When I saw the birch being weeded out, it was killing the firs. And so I thought, well, are they sharing these mycorrhizal fungi? Did they form a network? And so I did these early studies and I found that they are connected in the forests. And I did this labelling where I used isotopes, carbon 14 and carbon 13, labelling birch and fir with two different isotopes and then seeing these isotopes moved back and forth between these two different tree species.
We were viewing Birch as the big competitor. While it was competing certainly for light, it was also shoveling carbon over to Douglas fir. And I view that as a way to enhance the diversity of the community. It was a community effect that kept that community healthy and alive.
So you found that the fungi were actually sort of the circulatory system sharing resources between trees, even trees of different species?
Yeah, yeah. Actually, that's a really cool way to say it, circulatory system. Blood is moving around in the forests, but it's actually resources, right? So they need carbon, they need nitrogen and phosphorus. They need water. And it turns out they're sharing all of this stuff through the circulation system constantly.
Your work at UBC led to the idea of the hub tree, or the title of your book, The Mother Tree. Tell me about that.
We did this project where we took six forests and we were able to map the fungal linkages between the different trees. And what emerged from the map was that everything was linked to everything else. All these trees were linked together, but the biggest trees and the oldest trees that were the most highly connected to all the other trees.
I had graduate students who planted seeds around these old trees where they could connect the seedlings that were germinating, could connect with the old trees versus some that could not. And we found that the germinates [seedlings] that could connect to the old trees survive better and they grew faster and they had better nutrition.

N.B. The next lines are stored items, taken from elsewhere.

PR #660, opened 2024-02-26
Adds `getGroupMembers` & `getGroupValidatedProofs` functions to `SemaphoreSubgraph`

### LINKED ISSUE #619: Add `getGroupMembers` & `getGroupValidatedProofs` functions to `SemaphoreSubgraph`

zkfriendly:
## Related Issue(s)
Closes #619 

## Checklist

-   [x] I have run `yarn prettier` and `yarn lint` without getting any **new** errors

### DIFF
--- a/packages/data/src/subgraph.ts
+++ b/packages/data/src/subgraph.ts
@@ -209,7 +209,7 @@ export default class SemaphoreSubgraph {
      */
     async getGroupMembers(groupId: string): Promise<string[]> {
         const group = await this.getGroup(groupId, { members: true }) // parameters are checked inside getGroup
-        return group.members ?? []
+        return group.members!
     }
 
     /**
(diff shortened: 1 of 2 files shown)


packages/data/src/subgraph.ts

Ultimately, we also discovered that they could also recognize which were their own seedlings, their own kin. And so all of this work came together to convince me to call these not hub trees, which is a very forgettable word, but to call them mother trees, because of their nurturing ability in the forests.
Throughout your book, you make it clear that while you've worked out these ideas scientifically, that Indigenous peoples understood these relationships in the forest already.
Yeah, and this is so amazing. This is perhaps the most important part. I was so fortunate that I got a postdoc in about 2015. Her name is Dr. Teresa Ryan, and she is Tsimshian Nation. And we just started working together and she really opened up the world for me.
I had been struggling along as a Western scientist with this idea of connection. And why aren't we embracing the idea of a connection in forests? And talking to Teresa, she says, 'You know, we've always known about these connections. That is our world view.'
So I realized at that point that what I was discovering with these Western scientific tools had long been known for thousands of years by the First Nations of Canada and the north and in the U.S.
I hope what my work can do is help society to look more closely at what the Aboriginal people of North America and throughout the world have long known and listen to their wisdom, because it's there already.
How do you see your findings about the interconnectivity in the forests changing the way we're doing forestry?
Well, I'm hopeful that it will. So far it hasn't. I've started this project called the Mother Tree Project. The goal of that project is how do we better manage our forests for connection and so that these forests are resilient and healthy as climate changes. My work and Aboriginal wisdom shows that the forest relies on those connections to stay healthy. And so my hope is that we can take this and apply it to forest practices where we do more partial cutting to protect biodiversity, protect carbon foster regeneration.
It's not a simple solution because at the same time that if we can shift to more selective cutting doesn't mean that we cut more area. We have to actually reduce our cut in order for this to work. And it's not rocket science. It's really just hard political decision-making. We have the science to guide it already.